WHAT THE TASK ASKS – Here are some records; copy every line that holds the word "review".

(THE DATA Opens)

PR #309, opened 2022-09-01
Slot Selection - WIP

Wolog2021:
Initial work in process commit for review and comment.


joshuahannan:
@Wolog2021 Make sure you pull the latest changes from master. There was an update to the staking, epoch contracts, and tests that you'll need to have

contracts/FlowIDTableStaking.cdc
```diff
@@ -857,6 +857,70 @@ pub contract FlowIDTableStaking {
...
 
+        /// Enforces slot (count) limits for each node type (role). If more nodes
+        /// of a given type are registered than the limit, they are removed
+        /// randomly until the limits are met. When a node is removed, it's
+        /// committed tokens are transfered to it's unstaked bucket.
+        pub fun slotSelect() {
+            let allNodeIDs = FlowIDTableStaking.getNodeIDs()
+
+            let limits = [2, 2, 2, 2, 2]
+            var counts = [0, 0, 0, 0, 0]
```
joshuahannan, line 868: We would prefer the limits field to be stored as fields in the contract instead of hard-coded if possible. See how we added these "fields" in upgrades previous times for `stakingEnabled`.
https://github.com/onflow/flow-core-contracts/blob/master/contracts/FlowIDTableStaking.cdc#L1286

https://github.com/onflow/flow-core-contracts/blob/master/contracts/FlowIDTableStaking.cdc#L798-L802

joshuahannan: Also, wouldn't it be better to make these as dictionaries indexed by node role so we don't have the awkward off-by-one index?

contracts/FlowIDTableStaking.cdc
```diff
@@ -857,6 +857,70 @@ pub contract FlowIDTableStaking {
...
+            for nodeID in allNodeIDs {
+                let nodeRecord = FlowIDTableStaking.borrowNodeRecord(nodeID)
+                if nodeRecord.initialWeight == 100 {
+                    counts[nodeRecord.role - 1] = counts[nodeRecord.role - 1] + 1
+                }
+            }
+
+            for index, element in counts {
```
joshuahannan, line 876:
```suggestion
            for index, nodeCount in counts {
```

contracts/FlowIDTableStaking.cdc
```diff
@@ -857,6 +857,70 @@ pub contract FlowIDTableStaking {
...
+                while counts[index] > limits[index] {
```
joshuahannan, line 877: You get the element at the index in each iteration of the loop, so there is no need to access the array again. you can just do `while element > limits[index]`

contracts/FlowIDTableStaking.cdc
```diff
@@ -857,6 +857,70 @@ pub contract FlowIDTableStaking {
...
+                    let selection = unsafeRandom() % UInt64(counts[index])
```
joshuahannan, line 878: Same here: `element` instead of `counts[index]`

joshuahannan (commented):
Great start! I just had a few comments. Also, some of the variable names are a bit unclear. Can you make them more descriptive? Thank you!

contracts/FlowIDTableStaking.cdc
Wolog2021: Firstly, thanks very much for the review! I'll change the data structure to a dictionary stored as a contract field. Would you then initialize it in the "init" function with default values as is done with stakingEnabled?

joshuahannan: yes, but you'll also need to make a method in the admin resource that initializes it in the account, because we'll need to run it to set it up after the contract update and if we ever want to change it

Wolog2021: I'm going to push changes shortly that will change the names to "slotLimits" and "nodeCounts" and change the arrays to dictionaries. The slotLimits will now be stored as a contract field as requested. I added a method to set them and I now use it in my test. I also assign default values.

contracts/FlowIDTableStaking.cdc
Wolog2021: As this loop will now be iterating through a dictionary, the "element" variable is no longer present. If it is included, the code still parses but the result is that the keys start at zero regardless of the fact that I coded them to start at one.

contracts/FlowIDTableStaking.cdc
Wolog2021: As mentioned above, the "element" parameter is going away in the change from arrays to dictionaries. But I have a question. As I understand it, "element" would have been a constant within the loop body which means I can't use it to update the values in "counts". Obviously I need to be updating the counts as we're removing nodes. It's not a critical question anymore, just confirming my understanding.

Wolog2021: Oh and as I'm updating counts I also need to be consuming the latest updated values. If "element" is constant, it wouldn't work for that either.

contracts/FlowIDTableStaking.cdc
Wolog2021: This comment references the same line as the prior one. Was it meant to refer to a different line?

contracts/FlowIDTableStaking.cdc
joshuahannan: yeah, the dictionary would change how you do this, so you can ignore this comment

contracts/FlowIDTableStaking.cdc
joshuahannan: I'll take another look

contracts/FlowIDTableStaking.cdc
```diff
@@ -870,6 +870,78 @@ pub contract FlowIDTableStaking {
             }
         }
 
+        /// Set slot (count) limits for each node type (role).
+        pub fun setSlotLimits(slotLimits: {UInt8: UInt8}) {
+            FlowIDTableStaking.account.load<{UInt8: UInt8}>(from: /storage/slotLimits)
+            FlowIDTableStaking.account.save(slotLimits, to: /storage/slotLimits)
```
joshuahannan, line 876:
```suggestion
            FlowIDTableStaking.account.save(slotLimits, to: /storage/flowStakingSlotLimits)
```
Let's try to give this a more descriptive name also

Wolog2021: Done.

contracts/FlowIDTableStaking.cdc
```diff
@@ -870,6 +870,78 @@ pub contract FlowIDTableStaking {
...
+        }
+
+        /// Enforces slot (count) limits for each node type (role). If more nodes
+        /// of a given type are registered than the limit, they are removed
+        /// randomly until the limits are met. When a node is removed, it's
+        /// committed tokens are transfered to it's unstaked bucket.
+        pub fun slotSelect() {
+            let allNodeIDs = FlowIDTableStaking.getNodeIDs()
+
+            let slotLimits = FlowIDTableStaking.account.load<{UInt8: UInt8}>(from: /storage/slotLimits)
```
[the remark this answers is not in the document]
Wolog2021: Done.

contracts/FlowIDTableStaking.cdc
```diff
@@ -870,6 +870,78 @@ pub contract FlowIDTableStaking {
...
+            var nodeCounts: {UInt8: UInt8} = {1: 0, 2: 0, 3: 0, 4: 0, 5: 0}
+            for nodeID in allNodeIDs {
+                let nodeRecord = FlowIDTableStaking.borrowNodeRecord(nodeID)
+                if nodeRecord.initialWeight == 100 {
+                    nodeCounts[nodeRecord.role] = nodeCounts[nodeRecord.role]! + 1
+                }
+            }
+
+            for key in nodeCounts.keys {
+                while nodeCounts[UInt8(key)]! > slotLimits![UInt8(key)]! {
```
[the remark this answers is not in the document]
Wolog2021: Done.

contracts/FlowIDTableStaking.cdc
```diff
@@ -870,6 +870,78 @@ pub contract FlowIDTableStaking {
...
+            // count the nodes of each type
+            var nodeCounts: {UInt8: UInt8} = {1: 0, 2: 0, 3: 0, 4: 0, 5: 0}
+            for nodeID in allNodeIDs {
+                let nodeRecord = FlowIDTableStaking.borrowNodeRecord(nodeID)
+                if nodeRecord.initialWeight == 100 {
+                    nodeCounts[nodeRecord.role] = nodeCounts[nodeRecord.role]! + 1
+                }
+            }
+
+            for key in nodeCounts.keys {
```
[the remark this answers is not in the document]
Wolog2021: It looks like casting isn't necessary anymore. I think it was a holdover from the prior array implementation. I've removed it.

lib/go/test/flow_idtable_staking_test.go
```diff
@@ -2413,6 +2422,119 @@ func TestIDTableStaking(t *testing.T) {
...
+			stakingKeys,
+			networkingKeys,
+			ids)
+
+		//check resulting array length
+		result := executeScriptAndCheck(t, b, templates.GenerateReturnProposedTableScript(env), nil)
+		idArray := result.(cadence.Array).Values
+		assert.Len(t, idArray, nodeCount)
+
+		//remove unapproved nodes to match final state
```
jordanschalm, line 2489: What does "match final state" mean here?

contracts/FlowIDTableStaking.cdc
```diff
@@ -1429,6 +1502,9 @@ pub contract FlowIDTableStaking {
     init(_ epochTokenPayout: UFix64, _ rewardCut: UFix64) {
         self.account.save(true, to: /storage/stakingEnabled)
 
+        let slotLimits: {UInt8: UInt8} = {1: 3, 2: 3, 3: 3, 4: 3, 5: 3}
```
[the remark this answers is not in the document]
jordanschalm: We should also select different defaults before merging this. Assuming we intend to invoke slot selection alongside the auto-recovery process, this will break epoch transitions on many transient networks we use currently (Localnet, Benchnet)

contracts/FlowIDTableStaking.cdc
```diff
@@ -870,6 +870,79 @@ pub contract FlowIDTableStaking {
...
+                                        // move their committed tokens back to their unstaked tokens
+                                        delRecord.tokensUnstaked.deposit(from: <-delRecord.tokensCommitted.withdraw(amount: delRecord.tokensCommitted.balance))
+                                    }
+
+                                    // Request to unstake all tokens
+                                    delRecord.tokensRequestedToUnstake = delRecord.tokensStaked.balance
+                                }
+
+                                // Clear initial weight because the node is not staked any more
+                                nodeRecord.initialWeight = 0
```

(THE DATA Closes)

THE COMPLETED TASK –
Initial work in process commit for review and comment.
Wolog2021: Firstly, thanks very much for the review! I'll change the data structure to a dictionary stored as a contract field. Would you then initialize it in the "init" function with default values as is done with stakingEnabled?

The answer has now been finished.